I was initially a little baffled what the motivation could be for considering $I^n$'s annihilator. Perhaps this is banal/well-known, but it strikes me that the annihilators of products of maximal ideals of $R$ are precisely what arise in succession as one attempts to iteratively "build-up" $R$ from $(0) \subset R$ via those elements currently minimal above the current ideal with some particular (maximal) denominator $\mathfrak{m}$ (just as one built $J'$ upon $J$ in the above proof).

I.e., having by Lemma 00J7 that $R$ has finitely many maximal ideals $\mathfrak{m}_ 0 , \dots , \mathfrak{m}_ {k-1}$, this view leads us naturally to the observation that $\text{Ann}(\prod_{i=0}^{k-1}\mathfrak{m}_ i^{d_ i}) = R$ (as the former cannot have a minimal proper superideal) where $d_ i$ is the minimal exponent for which $\mathfrak{m}_ i^{d_ i+1}=\mathfrak{m}_ i^{d_ i}$; this is essentially the statement/proof of Lemma 00J8 above.

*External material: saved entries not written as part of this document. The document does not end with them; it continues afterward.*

PR #698, opened 2022-12-29
fix (events): add validation for invalid event field_name value

lovrocolic:
For billable metric that is `sum_agg` or `max_agg` we need to check if event's field_name value is integer/float.
For invalid values, validation message should be raised and event should not be persisted

### DIFF
--- a/spec/services/events/validate_creation_service_spec.rb
+++ b/spec/services/events/validate_creation_service_spec.rb
@@ -179,6 +179,34 @@ RSpec.describe Events::ValidateCreationService, type: :service do
         end
       end
 
+      context 'when field_name value is not a number' do
+        let(:billable_metric) { create(:sum_billable_metric, organization: organization) }
+        let(:params) do
+          {
+            code: billable_metric.code,
+            external_customer_id: customer.external_id,
+            properties: {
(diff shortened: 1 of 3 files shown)


spec/services/events/validate_creation_service_spec.rb
```diff
@@ -179,6 +179,34 @@
         end
       end
 
+      context 'when field_name value is not a number' do
+        let(:billable_metric) { create(:sum_billable_metric, organization: organization) }
```
jdenquin, line 183: Style/HashSyntax: Omit the hash value. (https://rubystyle.guide#hash-literals)

spec/services/events/validate_creation_service_spec.rb
```diff
@@ -179,6 +179,34 @@
...
+        let(:params) do
+          {
+            code: billable_metric.code,
+            external_customer_id: customer.external_id,
+            properties: {
+              item_id: 'test'
```
jdenquin, line 189: Style/TrailingCommaInHashLiteral: Put a comma after the last item of a multiline hash.

rsempe (approved):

Moreover the quotients of the obvious (size-$\sum_{i=0}^{k-1} d_ i$) filtration of $\text{Ann}(\prod_{i=0}^{k-1}\mathfrak{m}_ i^{d_ i})$ are each $R/\mathfrak{m}_ i$-modules for some suitable (variable) choice of $i$, and as each must have finite vector space dimension in order to maintain the Artinian property of $R$ we see that $R$ must have finite length over itself; this is essentially (half) the statement/proof of Lemma 00JB.